The Subversion team recommends layout where each project has its own trunk, branches and tags directories where “main line”, “divergent copies” and “stable snapshots” of development reside. However, some users prefer another layout, where these directories exist in the SVN repository root and each branch and tag stores multiple projects, so the repository looks like that:
/repository
/trunk
/project_1
/project_2
…
/project_N
/branches
/branch_1
/project_1
/project_2
…
/project_N
/branch_2
/project_1
/project_2
…
/project_N
…
/branch_N
/project_1
/project_2
…
/project_N
/tags
/tag_1
/project_1
/project_2
…
/project_N
/tag_2
/project_1
/project_2
…
/project_N
…
/tag_N
/project_1
/project_2
…
/project_N
and forms the layout that can be called “inverted” as the directories order is reversed.

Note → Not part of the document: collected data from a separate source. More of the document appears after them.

PR #220, opened 2022-08-15
openapi: Add requestBody to runWorkflow

joschrew:
Currently, I think, we only need the workspace_id (and the workflow_id provided in the path) to run a workflow. I think this is always required for other implementers as well. Please correct me if I am wrong. But I think that it is likely, that we or other implementers may encounter another parameter needed, like the starting file-grp for example. Because of that, I decided to add the `parameters` section like in processorArgs. I think this gives more flexibility to the implementers. Because I am not too sure about that please don't hesitate to comment if you have another opinion on that.

### DIFF
--- a/openapi.yml
+++ b/openapi.yml
@@ -454,7 +454,10 @@ components:
       required: ['workspace_id']
       properties:
         workspace_id: {type: string}
-        parameters:
+        workflow_parameters:
+          description: >-
+            Possibility to add additional parameters for the workflow. The parameters that can/must
+            be specified here depend on the respective implementation of the workflow.
           type: object
           default: {}
     WorkflowJob:
--- a/openapi.yml
+++ b/openapi.yml
@@ -231,6 +231,11 @@ paths:
           description: ID of the Workflow
           schema: {type: string}
           required: true
+      requestBody:
+        description: Execute this Workflow
+        content:
+          application/json: {schema: {$ref: '#/components/schemas/WorkflowArgs'}}
+        required: true
       responses:
         '200':
           description: Return WorkflowJob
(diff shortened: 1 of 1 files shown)


openapi.yml
```diff
@@ -231,6 +231,11 @@ paths:
           description: ID of the Workflow
           schema: {type: string}
           required: true
+      requestBody:
```
kba, line 234: True, we need a way to pass (OCR-D) parameters along with the workspace-id and the requestBody is the best place (in theory this could also be sent via URI encoded URL query params but that is ugly).

openapi.yml
```diff
@@ -443,6 +448,15 @@ components:
     Workflow:
       allOf:
         - {$ref: '#/components/schemas/Resource'}
+    WorkflowArgs:
+      description: The arguments needed to run the Workflow
+      type: object
+      required: ['workspace_id']
+      properties:
+        workspace_id: {type: string}
```
kba, line 456: This seems redundant, since the `workflow_id` is already in the request URL. We should either remove it from the endpoint (`POST /workspace/{workspace-id}` -> `POST /workspace`) or from the `WorkflowArgs, otherwise there's a risk of inconsistency.

kba (changes requested):

openapi.yml
joschrew: I think you are confusing "workflow" and "workspace", please correct me if I am wrong. The `workflow_id` is submitted via the url-path and the `workspace_id` is submitted in the json-body.
But maybe you are still right and it would be better to remove `workspace_id` and expect it in the `properties`-Object. But as I thought the workspace_id is required always, I set it as a separate parameter.

joschrew:
I am unsure about the description but couldn't find a better one

kba (approved):
LGTM, the description is clear enough too IMHO.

In this case, mapping scheme is a bit more complex than standard cases; however, the entities are perfectly distinguishable although they reside in nested directories. Here is one big difference though: earlier, we were talking that svn.url
must point to SVN project root - but there’s no projects’ root here since each project has its directories spread across the repository. So we have to set svn.url
to point to repository root, no matter which one project we want to mirror to Git. E.g., the svn.url
might look like:
http://example.com/svn/repository
and all the mapping paths must be set relative to this URL.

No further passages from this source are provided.